I think this can be closed with Windows 10 20H1, which changed the behavior of Virtualization-Based Security, undocumented however. See this post.

bybor commented 1 year ago

I think this can be closed with Windows 10 20H1, which changed the behavior of Virtualization-Based Security, undocumented however.
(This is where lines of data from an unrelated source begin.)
PR #1079, opened 2023-04-20
Add remove unused code in compiler

Anton-Rampage:


pkg/ride/compiler/compaction.go
```diff
@@ -193,3 +193,103 @@ func (c *Compaction) processExpr(node ast.Node) ast.Node {
...
+		if _, exists := map2[key]; !exists {
+			difference[key] = value
+		}
+	}
+
+	return difference
+}
+
+func appendMapNames(to, from map[string]struct{}) map[string]struct{} {
+	res := make(map[string]struct{})
```
alexeykiselev, line 234: We can improve by creating new map with a size of `to` and `from` maps combined.
Also, there's a function experimental standard function https://pkg.go.dev/golang.org/x/exp/maps#Copy that makes almost what you need. But it copies keys and values from source to destination maps and doesn't return any map. May be not so useful in this case.

alexeykiselev (changes requested):

alexeykiselev (approved):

See this post.

The post was deleted and internet archive doesn't have it.

AFAIK, i5 (8250u) cannot consume 44W, only i7 can. i5 can do around 30W, which can be cooled by T480 cooling system (with 2 heat pipes, not sure about one with a single pipe) and by T480s's. 15W is a limit set by something and can be changed under windows 10 with throttlestop.

It's offtopic maybe, came here from search, but i hope it may provide additional context to this issue

rehanzo commented 1 year ago

I think this can be closed with Windows 10 20H1, which changed the behavior of Virtualization-Based Security, undocumented however. See this post.

The post was deleted and internet archive doesn't have it.

AFAIK, i5 (8250u) cannot consume 44W, only i7 can. i5 can do around 30W, which can be cooled by T480 cooling system (with 2 heat pipes, not sure about one with a single pipe) and by T480s's. 15W is a limit set by something and can be changed under windows 10 with throttlestop.

It's offtopic maybe, came here from search, but i hope it may provide additional context to this issue

Thanks for that info, so would it make sense to just set it to 30W instead of the 44W?

bybor commented 1 year ago

I don't know. My understanding was that throttled (this tool) cannot set value of your choice, but rather uses some constant. Doing so, it fixes the most annoying issue - removes 15W limit imposed by Lenovo, and it's a game changer.

Under Windows I've been using another tool - ThrottleStop which provides a GUI for setting TDP values (and a lot more, with a huge potential to waste your time ;) ). I spent some time picking the values so that my laptop doesn't go into thermal throttling while running at max possible speed. Here's how I got into this 30W vs 44W thing. The point of limiting the max TDP is that you can have a horizontal line of constant 26W consumption as long as you can (under high load), but if you let the CPU do this, it will just go "spikes" from 30 to 20 and back (I took these values out of my head) with average power consumption and performance being the same. The feeling of controlling the situation is pleasant, but that's it, IMHO.

So, I would rather stick with max performance allowed and let CPU's internal logic do its work.